Indian AI startup Sarvam AI has released the first open-source Hindi language model called OpenHathi-Hi-0.1. The AI model is the first in a series of models which will “make contributions to the ecosystem with open models and datasets to encourage innovation in Indian language AI.”
Built on Meta AI’s Llama 2-7B model, a blog posted by the company stated that the model was on par with GPT-3.5 for Indic languages.
The blog explained that tokenisation, which is a crucial part of processing text in large language models is much more costly for Hindi compared to English because training text in the Hindi language is very little. Trained in two phases, the team behind the model worked to make this process cheaper.

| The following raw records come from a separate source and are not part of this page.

Issue #1163, opened 2023-11-17
Clarification needed on interrupt delegation


vishmohan:
Trying to reconcile the two statements below - 
What is the behavior when _Current Privilege Mode = S , sstatus.SIE = 1 , sip[i] = 1 and sie[i] = 1_?

_Does the machine enter M mode and then delegate the interrupt to S mode if mideleg[i] = 1?_ 
[or]
_Does the machine stay in S mode as indicated in section 4.1.3 ?_

Thank you.

```
From 3.1.8: Machine Trap Delegation registers: (medeleg and mideleg)
By default, all traps at any privilege level are handled in machine mode, though a machine-mode
handler can redirect traps back to the appropriate level with the MRET instruction 

```
```
From 4.1.3 of privileged spec:
An interrupt i will trap to S-mode if both of the following are true: (a) either the current privilege
mode is S and the SIE bit in the sstatus register is set, or the current privilege mode has less
privilege than S-mode; and (b) bit i is set in both sip and sie.
```

aswaterman:
There isn't actually a contradiction.  Note the "By default" at the beginning of the first sentence you quoted.   Reading on in 3.1.8, it becomes clear that the "non-default" case is delegation.

The answer to your question is given by that (a) clause in 4.1.3.

poemonsense:
I'm having the similar issue here. Thanks in advance if you could help clarify this case @aswaterman 

I assume what this issue concerns is that,

1) According to 3.1.8, this S interrupt (e.g., supervisor timer) is delegated to S-mode ***if the corresponding mideleg bit is set***. This is to say, whether the trap is to M- or S- mode depends on the delegation bit.

2) According to 4.1.3, this S interrupt ***always traps into S-mode regardless of the delegation bit*** when it meets some CSR and priv-mode requirements (a) and (b).

So it seems there is some contradiction here regarding **the dependence on the delegtion bit**.

BTW, I would like to also note:

3) This trap-*to-S-mode* behavior is newly introduced in https://github.com/riscv/riscv-isa-manual/pull/590 and https://github.com/riscv/riscv-isa-manual/pull/701. Before #701, the trap is not explicitly required taken into S-mode (thus by default should depend on the delagtion bit). We are confused about this case because we were jus reading two versions of the spec.

[...]

PR #2214, opened 2025-08-17
Update supervisor.adoc

davidharrishmc:
Nonnormative text clarifying why interrupts to S-mode only occur if mideleg = 1 even though this criteria is not explicit in the rule. See https://github.com/riscv/riscv-isa-manual/issues/1163

### DIFF
--- a/src/supervisor.adoc
+++ b/src/supervisor.adoc
@@ -362,6 +362,13 @@ An interrupt _i_ will trap to S-mode if both of the following are true:
 `sstatus` register is set, or the current privilege mode has less
 privilege than S-mode; and (b) bit _i_ is set in both `sip` and `sie`.
 
+NOTE
+====
+Trapping to S-mode only occurs if bit _i_ of `mideleg` is set. Otherwise,
+bit _i_ of `sip` and `sie` are read-only zero so condition (b) cannot be
+be satisfied.
+====
+
 These conditions for an interrupt trap to occur must be evaluated in a
 bounded amount of time from when an interrupt becomes, or ceases to be,
 pending in `sip`, and must also be evaluated immediately following the


src/supervisor.adoc
```diff
@@ -362,6 +362,13 @@ An interrupt _i_ will trap to S-mode if both of the following are true:
 `sstatus` register is set, or the current privilege mode has less
 privilege than S-mode; and (b) bit _i_ is set in both `sip` and `sie`.
 
+NOTE
+====
+Trapping to S-mode only occurs if bit _i_ of `mideleg` is set. Otherwise,
+bit _i_ of `sip` and `sie` are read-only zero so condition (b) cannot be
+be satisfied.
```
ved-rivos: Not always true. 
1. When mideleg[i] is 1, sip[i] and sie[i] are aliases of mip[i] and mie[i] respectively.
2. When mideleg[i] is 0 and mvien[i] is 1, sip[i] is an alias of mvip[i] and sie[i] is writable. 
3. When mideleg[i] and mvien[i] are both 0, sip[i] and sie[i] are read-only zero.

ved-rivos: Constraining this note to the major interrupts 0--12 as defined by base supervisor-level ISA would make this note hold.

davidharrishmc: Thank you.  Updated.

ved-rivos: This note however breaks the layering of the ISA. S level ISA should be orthogonal to how sip gets set. Otherwise every future  addition like mvien would need to be updated/repeated in multiple places

davidharrishmc:
@ved-rivos trying a different wording.  Could drop "such as AIA" if you feel it is limiting rather than exemplary.

ved-rivos:
Saying “if bit i of sip and/or sie is read-only zero then condition (b) cannot occur” is redundant since this is already implied by the normative register definitions. There are many possible conditions besides `mideleg` (e.g., `mvien`) that can affect `sip`/`sie`. Attempting to enumerate them would require restating portions of the machine ISA, which breaks layering. An implementation may validly support the Supervisor-level ISA without implementing any part of the Machine-level ISA.

davidharrishmc:
Trying a minimal wording.  It still mentions mideleg, but Chapter 12 mentions machine CSRs in many places.  Using the word "may" to accommodate AIA and future extensions.  

@ved-rivos if you have a better way to express this, I'd appreciate some language.  If you think this doesn't belong here, tell me you want it closed.  But I think the reader would find some note here would reduce confusion.

ved-rivos:
@davidharrishmc i don’t see the need for such a note . I would be good with closing this

PR #2215, opened 2025-08-18
Zihintntl compressed hints are predicated on Zca, not C

### LINKED ISSUE #2212: Compressed Zihintntl instructions with Zca extension
Currently, the Zihintntl extension says the following:

> If the C extension is provided, compressed variants of these HINTs are also provided: C.NTL.P1 is encoded as C.ADD x0, x2; C.NTL.PALL is encoded as C.ADD x0, x3; C.NTL.S1 is encoded as C.ADD x0, x4; and C.NTL.ALL is encoded as C.ADD x0, x5.

This specifically calls out the C extension, which seems to imply that the compressed forms of the NTL hints are not provided on an implementation that only implements Zca but not the full C extension. Is this intentional or is it just a result of Zca being added later, and if it is the latter, should this be updated to say "If the Zca extension is provided..."?

aswaterman:
This fixes an editing error that arose because the Zc* extensions were merged after Zihintntl, but Zihintntl was not updated accordingly.

Ordinarily, this kind of change would be incompatible, on the basis that we would be shoehorning instructions into Zca after the fact.  But these are HINTs, and so functionally they must be present on all implementations of Zca, regardless of the implementer's intent to implement Zihintntl. Hence, no HW implementation is invalidated by making this change.

Resolves #2212

### DIFF
--- a/src/a-st-ext.adoc
+++ b/src/a-st-ext.adoc
@@ -272,8 +272,8 @@ instruction. The dynamic code executed between the LR and SC
 instructions can only contain instructions from the base ''I''
 instruction set, excluding loads, stores, backward jumps, taken backward
 branches, JALR, FENCE, and SYSTEM instructions.
-Compressed forms of the aforementioned ''I'' instructions in the Zca and Zcb
-extensions are also permitted.
+Compressed forms of the aforementioned ''I'' instructions in the
+C (hence Zca) and Zcb extensions are also permitted.
 * The code to retry a failing LR/SC sequence can contain backwards jumps
 and/or branches to repeat the LR/SC sequence, but otherwise has the same
 constraint as the code between the LR and SC.
--- a/src/zihintntl.adoc
+++ b/src/zihintntl.adoc
@@ -89,7 +89,7 @@ system should use NTL.P1 to indicate a lack of temporal locality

It was then tested on a variety of benchmarks including standard ones like translation as well as several new ones like toxicity classification and text classification.
The base model has been made available on the Hugging Face platform so developers can finetune it and use it for specific use-cases.
Co-founders Pratyush Kumar and Vivek Raghavan had previously worked with another homegrown AI venture, AI4Bharat. Sarvam AI has partnered with AI4Bharat to use their language resources and benchmarks to train OpenHathi.
Currently employing around 18 people, Sarvam AI wants to build large language models that use voice as the common interface to make them more accessible to the demands of the Indian market.
Last week, the five-month-old startup raised $41 million in Series A funding led by Lightspeed Ventures with participation from Peak XV and Khosla Ventures. The startup is also working on a range of enterprise-grade models on its full stack Generative AI platform which will also release soon.